As a final configuration, we also constructed surrogate molecules with two different FZD binding arms and two different LRP binding arms (1 : 1 : 1 : 1 format) as depicted in Fig. 21 K. It is interesting to note that although surrogate molecules containing the LRP binder L1 consistently yielded much lower Emax compared to WNT3A, when combined with L2 in the context of 1 : 1 : 1 : 1 format, yielded highly potent and efficacious molecules (Fig. 21 L).
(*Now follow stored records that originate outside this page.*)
Issue #12725, opened 2022-02-12
String live_map_button reference not working


Lineflyer:
Crowdin is not clever enough for this, so I set the string to be hidden from translation:
![image](https://user-images.githubusercontent.com/949669/153710007-4764feb4-d80c-49aa-a682-6d4a75ae616d.png)

_Originally posted by @Lineflyer in https://github.com/cgeo/cgeo/issues/12715#issuecomment-1037172779_

What I did not take into account:
Hiding this string from translation will remove it in the translated strings, which means it will fall back to the english string for all languages. 
You can see this in PR https://github.com/cgeo/cgeo/pull/12723

@moving-bits: Seems we need to refrain from using such linkage.

Lineflyer:
Best solution seems to be to implement to directly use `map_map` for `release` and clean it up on `master` again to use  `live_map_button` with new content `Map`.

fm-sys:
Please take a look at #12726 as quick-fix...

moving-bits:
> What I did not take into account: Hiding this string from translation will remove it in the translated strings, which means it will fall back to the english string for all languages.

Yes, it takes the English definition for `live_map_button`, recognizes it as a reference to `map_map`, and takes the _translated_ version of that resource. Isn't that exactly what is intended here? (Also see https://github.com/cgeo/cgeo/pull/12722#issuecomment-1037369655)

moving-bits:
> I would still like to avoid such references also to avoid manual steps on Crowdin.

Ok, understandable

> We could keep in the reference on release (as it works) and clean up on `master`. How about that?

Either way would be ok for me. If we have the time for outstanding translations on `release` (which we probably should calculate anyway, as there is a new string "Offline map"), then it does probably make sense to do it the same way on both branches. We could take #12726 and just remove renaming of shortcuts, for example.

PR #12726, opened 2022-02-12
avoid usage of string references

fm-sys:
rel. to #12725
- Use `Map` for bottom navigation
- Continue using the old `Live-Map` label for launcher shortcuts (is this the wanted behavior? IMHO "live" makes it sound more like c:geo, so I would prefer this on as launcher shortcut label. Last but not least to avoid unnecessary confusion for our users ;-))

@Lineflyer

### DIFF
--- a/main/res/menu/bottom_navigation_menu.xml
+++ b/main/res/menu/bottom_navigation_menu.xml
@@ -15,7 +15,7 @@
         android:id="@+id/page_map"
         android:enabled="true"
         android:icon="@drawable/ic_menu_mapmode"
-        android:title="@string/live_map_button" />
+        android:title="@string/map_map" />
     <item
         android:id="@+id/page_search"
         android:enabled="true"
--- a/main/res/values/strings.xml
+++ b/main/res/values/strings.xml
@@ -349,7 +349,6 @@
 
     <!-- main screen -->
     <string name="home_button">Home</string>
-    <string name="live_map_button">@string/map_map</string>
     <string name="caches_nearby_button">Nearby</string>
     <string name="advanced_search_button">Search</string>
     <string name="stored_caches_button">Stored</string>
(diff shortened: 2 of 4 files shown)


moving-bits:
Not sure if we really need this PR:

> rel. to #12725
> Use `Map` for bottom navigation

Seems to work as intended, see https://github.com/cgeo/cgeo/pull/12722#issuecomment-1037369655
So using a reference (in combination with excluding from Crowdin) seems to be exactly what we are looking for in such cases.

> Continue using the old `Live-Map` label for launcher shortcuts (is this the wanted behavior? IMHO "live" makes it sound more like c:geo, so I would prefer this on as launcher shortcut label. Last but not least to avoid unnecessary confusion for our users ;-))

I tend to disagree here: Why would we still call the shortcut "Live map", when it's calling a map (which can be either live or offline map), and when the bottom navigation label has been renamed to "Map" to reflect this. Still calling the shortcuts "Live map" seems inconsistent to me.
And regarding the argument "avoid unnecessary confusion for our users": It's a change, yes, but IMHO the old version ("Live map") was the confusing one, not the new one. Also the new one is consistent to the bottom navigation label, and therefore less confusing.

Lineflyer:
See: https://github.com/cgeo/cgeo/issues/12725#issuecomment-1037392908

Lineflyer:
>  tend to disagree here: Why would we still call the shortcut "Live map", when it's calling a map (which can be either live or offline map), and when the bottom navigation label has been renamed to "Map" to reflect this. Still calling the shortcuts "Live map" seems inconsistent to me.

I would also agree to use the same labels on bottom-nav as also on the corresponding launcher shortcuts.

moving-bits:
Then we should keep removal of the reference (as discussed in https://github.com/cgeo/cgeo/issues/12725#issuecomment-1037413083), but set the two values for the shortcuts to `map_map` instead of `map_live`.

All the observation together demonstrate a new surrogate WNT platform that is flexible, can produce any FZD/LRP specificity combination, and can generate highly potent and active molecules.

The various embodiments described above can be combined to provide further embodiments. All of the U.S. patents, U.S. patent application publications, U.S. patent applications, foreign patents, foreign patent applications and non-patent publications referred to in this specification and/or listed in the Application Data Sheet are incorporated herein by reference, in their entirety. Aspects of the embodiments can be modified, if necessary to employ concepts of the various patents, applications and publications to provide yet further embodiments. These and other changes can be made to the embodiments in light of the above-detailed description.

In general, in the following claims, the terms used should not be construed to limit the claims to the specific embodiments disclosed in the specification and the claims, but should be construed to include all possible embodiments along with the full scope of equivalents to which such claims are entitled. Accordingly, the claims are not limited by the disclosure.